Cusick’s long-term vision is to use compost on the golf course instead of pesticides and fertiliser, and while working towards that goal, he has built an incredible rapport with the animals.
He knows them all by name, but he has a special bond with the ‘Little Boys’ in particular.
They are four goats - who are not so little anymore but the name stuck - who were the first to arrive to Eastern Sward and have called the club home since they were six weeks old.
Some of the members have a similar connection with the animals and community involvement is a huge factor in the project.
When they shear the sheep at Eastern Sward, they donate the wool to the Tooradin Knitting Club - in the town on Western Port Bay - and educating people on what can be done with their natural resources is a massive part of the club culture.
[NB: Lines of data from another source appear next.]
Issue #1976, opened 2019-01-29
Optional String validator treats attribute as Mandatory


iwootten:
### Expected behaviour

Optional strings may be missed or supplied in metadata when defined in a survey schema.

### Actual behaviour

Optional strings are required in metadata when specified in a survey schema.

### Steps to reproduce the behaviour

Create a session missing optional string metadata through a custom functional test and the the survey won't start correctly.

#### Browser
71.0.3578.98
#### Operating System

OSX 10.12

### Screenshot
Using the census household schema without a locality (optional) yields the following error:

<img width="870" alt="screen shot 2019-01-29 at 14 27 07" src="https://user-images.githubusercontent.com/3598161/51915006-fd850100-23d1-11e9-95df-8aad8846b70e.png">

PR #1980, opened 2019-02-01
Add Census Household Functional Test

iwootten:

Added a "happy path" functional test for census household. Includes both cypress and selenium flavours, for discussion over pros and cons of each. The cypress version resides under functional/cypress and includes its own helpers. The selenium helpers also needed to be modified due to the issue I've raised here: https://github.com/ONSdigital/eq-survey-runner/issues/1976

Each one takes a significant amount of time to complete (100s) with cypress taking about 20s longer overall (120s total). To my mind, the extra context cypress provides is a lot of help during long tests like this, though it's superior parallel performance can't be seen.

We can remove the approach we decide against once we're all happy.


bitdivision:
Some of the main issues I had with cypress previously:

- No way to use keyboard navigation (e.g. tab between forms)
- No ability to open new tabs (useful when checking multiple surveys log you out etc.)
- Slower performance (particularly when using different spec files)

I agree that the developer experience using cypress is far better than webdriver etc. I would suggest that the performance difference doesn't matter much at the moment (120 vs 100s), even if we end up testing 20 different census surveys, that's 6 minutes, which I don't think is a huge deal.

I would suggest that Cypress is the way to go for these census functional tests.

bitdivision:
Jon pointed out that Cypress also only supports chrome / electron. 

This could become an issue if we have to do cross-device / browser testing for census rehearsal.

MebinAbraham (changes requested):
Can we update the README with the new changes.

tests/functional/cypress/helpers/jwt_helper.js
```diff
@@ -0,0 +1,133 @@
+const KJUR = require('jsrsasign');
+const uuid = require('uuid/v1');
+const JSONWebKey = require('json-web-key');
+const jose = require('node-jose');
+const JWK = jose.JWK;
+const JWE = jose.JWE;
+
+const crypto = require('crypto');
+
+const signingKeyString = '-----BEGIN RSA PRIVATE KEY-----\n' +
```
MebinAbraham: Can we not read these from files like we do with the current `jwt_helper`?
Also I don't get why we actually need a `jwt_helper` specifically for cypress?. We can just reuse the one we already have?

iwootten: Cypress doesn't have access to the fs module - so that's why these have been pulled in as strings. If you attempt to use the original jwt_helper, it will drop out failing to find the module. Creating a cypress version allows the two sets of tests to run alongside one another whilst we decide which approach is best.

package.json
```diff
@@ -18,6 +18,7 @@
     "test_unit": "gulp test:scripts:unit:watch",
     "test_unit_no_watch": "gulp test:scripts:unit",
     "test_functional": "chimp tests/functional/chimp.js",
+    "test_census": "./node_modules/cypress/bin/cypress open",
```
MebinAbraham: Can we point this at the spec file by default because at the moment it open a UI and requires another click to run the spec. We need to able to use this in CI potentially?

Can we also configure it so cypress runs in headless mode when `EQ_RUN_FUNCTIONAL_TESTS_HEADLESS` is set, same way the current functional test works?

tests/functional/cypress/support/commands.js
```diff
@@ -0,0 +1,25 @@
+// ***********************************************
```
MebinAbraham: Do we need this file?

MebinAbraham:
Apart from my minor comments, we just need to decide between Selenium or Cypress 🤷‍♂️

package.json
MebinAbraham: Also, we don't need to point to node_modules within `package.json`. 
```suggestion
    "test_census": "cypress run --spec 'tests/functional/cypress/spec/census-household.spec.js'",
```

And if we just wanted to run all the cy tests, we can just do run.
```suggestion
    "test_census": "cypress run",
```

jonnyshaw89: Can we also have an option to not run it headless?

tests/functional/cypress/support/commands.js
iwootten: Nope, part of cypress template, removed it.

package.json
iwootten: Yes, we can. Resolved.

iwootten: Used the current env var to do this as per @MebinAbraham's suggestion

tests/functional/cypress/plugins/index.js
```diff
@@ -0,0 +1,33 @@
...
+  config.viewportWidth = 1280
+  config.viewportHeight = 1080
+  config.video = false
+  config.integrationFolder = "tests/functional/cypress/spec/"
+  config.fixturesFolder = false
+  config.supportFile = false
+
+  config.headed = process.env.EQ_RUN_FUNCTIONAL_TESTS_HEADLESS ? false : true
+
+  console.log(config) // see what all is in here!
```
bitdivision: Still needed?

iwootten: Nope. Removed.

tests/functional/cypress.js
```diff
@@ -0,0 +1,12 @@
+const cypress = require('cypress');
+
+cypress.run({
+  headed: process.env.EQ_RUN_FUNCTIONAL_TESTS_HEADLESS ? false : true,
```
MebinAbraham, line 4: The double negative is confusing. But life isn't fair so 🤷‍♂️

iwootten: Yeah, I can't change the cypress interface unfortunately.

tests/functional/cypress.js
```diff
@@ -0,0 +1,12 @@
...
+  config: {
```
MebinAbraham, line 5: Instead of duplicating, can we read in?
https://github.com/ONSdigital/eq-survey-runner/blob/4b57796c5051d3dabcb18d8838666813e878a632/tests/functional/cypress/plugins/index.js#L14

iwootten: That plugin file isn't actually used, I've removed it.

tests/functional/jwt_helper.js
```diff
@@ -8,15 +7,47 @@ const JWE = jose.JWE;
 
 const crypto = require('crypto');
 
-const signingKey = './tests/functional/sdc-user-authentication-signing-rrm-private-key.pem';
-const encryptionKey = './tests/functional/sdc-user-authentication-encryption-sr-public-key.pem';
+const signingKeyString = '-----BEGIN RSA PRIVATE KEY-----\n' +
+  'MIIEogIBAAKCAQEAvZzMraB96Wd1zfHS3vW3z//Nkqz+9HfwViNje2Y5L6m3K/7r\n' +
+  'aA0kUsWD1f6X7/LIJfkCEctCEj9q19+cX30h0pi6IOu92MlIwdH/L6CTuzYnG4PA\n' +
+  'CKT8FZonLw0NYBqh8p4vWS8xtNHNjTWua/FFTlxdtYnEb9HbUZkg7dXAtnikozlE\n' +
```
MebinAbraham, line 13: Not a blocker but I think it would be nicer if we used the ES6 backticks `` ` ` `` syntax for multiline strings instead of concatenating each string.

iwootten: Tried it at @ajmaddaford's request, doesn't work with our current setup.

tests/functional/cypress.js
```diff
@@ -0,0 +1,12 @@
+const cypress = require('cypress');
+
+cypress.run({
```
MebinAbraham, line 3: The only other thing that I am concerned about is that fact that we should have a config for a dev env?.

So this `.run()` is used just to run the test but when developing we probably want `cypress.open({})` configured which would allow us actively and easily write the tests with visibility of changes. I am thinking `.open()` would have config such as not exiting when a test fails, auto picking up code changes and re running etc. Thoughts?

iwootten: Do our current selenium tests work like this?

The api for cypress.open differs from that of the run call - it doesn't have a headed option for instance. There's nothing stopping a developer running cypress directly if they want such flexibility. 

Personally, I find the way that open automatically re-runs tests after any change is kind of annoying, especially with something as long-running as the census.

tests/functional/generate_pages.py
```diff
@@ -515,7 +517,7 @@ def process_schema(in_schema, out_dir, spec_file, require_path='..'):
     else:
         if os.path.isdir(args.SCHEMA):
             for root, dirs, files in os.walk(args.SCHEMA):
-                for file in [os.path.join(root, file) for file in files if file.startswith(args.test_schema_prefix)]:
+                for file in [os.path.join(root, file) for file in files if file.startswith(args.test_schema_prefix) or file.startswith(args.census_schema_prefix)]:
```
bitdivision: We could probably just make this generate pages for all schemas? It's fast and doesn't get uploaded into the repo anymore. 

Not a big deal though.

tests/functional/cypress.js
bitdivision: I think running the cypress UI seperately is fine.

bitdivision (dismissed):
Should we update the run_functional_tests.sh script to include this?

tests/functional/generate_pages.py
iwootten: Sure, I think all the schemas match these filters anyway. Updated.

tests/functional/cypress.js
MebinAbraham: Our current selenium tests don't work like this..thats the point?. We said we are using cypress because it is easier to develop with but at the moment its just straight up replacing `chimp` as a runner?. Also if you did `cypress open` manually it wouldn't pick up the spec folder automatically etc.

With our current chimp set up, we can do things like `@watch` to re-run a test once you made changes.

I would suggest at least adding how to run cypress interactively `(cypress open)` and run a spec file etc to the README.

iwootten: The reason it has to be run in this way is its the only way to accommodate the headless behaviour desired. I can add a minimum cypress.json file to allow either open/run, but it'll mean some duplication between the two configs.

cypress.json
```diff
@@ -1,5 +1,7 @@
 {
     "fixturesFolder": false,
     "pluginsFile": false,
-    "supportFile": false
+    "supportFile": false,
+    "integrationFolder": "tests/functional/cypress/spec/",
```
bitdivision, line 5: :+1:

README.md
```diff
@@ -204,6 +205,10 @@ To run the tests against a remote deployment you will need to specify the enviro
 
 `EQ_FUNCTIONAL_TEST_ENV=https://staging-new-surveys.dev.eq.ons.digital/ yarn test_functional`
 
+To run the census functional tests within the cypress UI:
+
+./node_modules/cypress/bin/cypress open
```
MebinAbraham, line 217: I think it would be nicer to add it to yarn and add a yarn command here to keep it consistent the rest of the app.

MebinAbraham (approved):
👍

bitdivision (approved):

“This golf club is more than just people walking on the course to play,” Cusick said. “We can teach them how the life cycle of plants works, why plants grow, why trees grow, how compost is used, what is compost.
“Having alternate interests is also important for club members.”
For now, Cusick’s focus remains squarely with continuing to evolve the project at Eastern Sward. Although, he cannot help but be excited by the prospect of his visions coming to life elsewhere.
“We are lucky to sit here in a live experiment where Eastern Sward Golf Club have given us their course to test these theories,” he said. “We are not inventing processes, we are modifying existing processes to suit the site.
“The model we have here can be picked up and taken to any other golf club. That’s the dream, but right now I’m focused on this club.”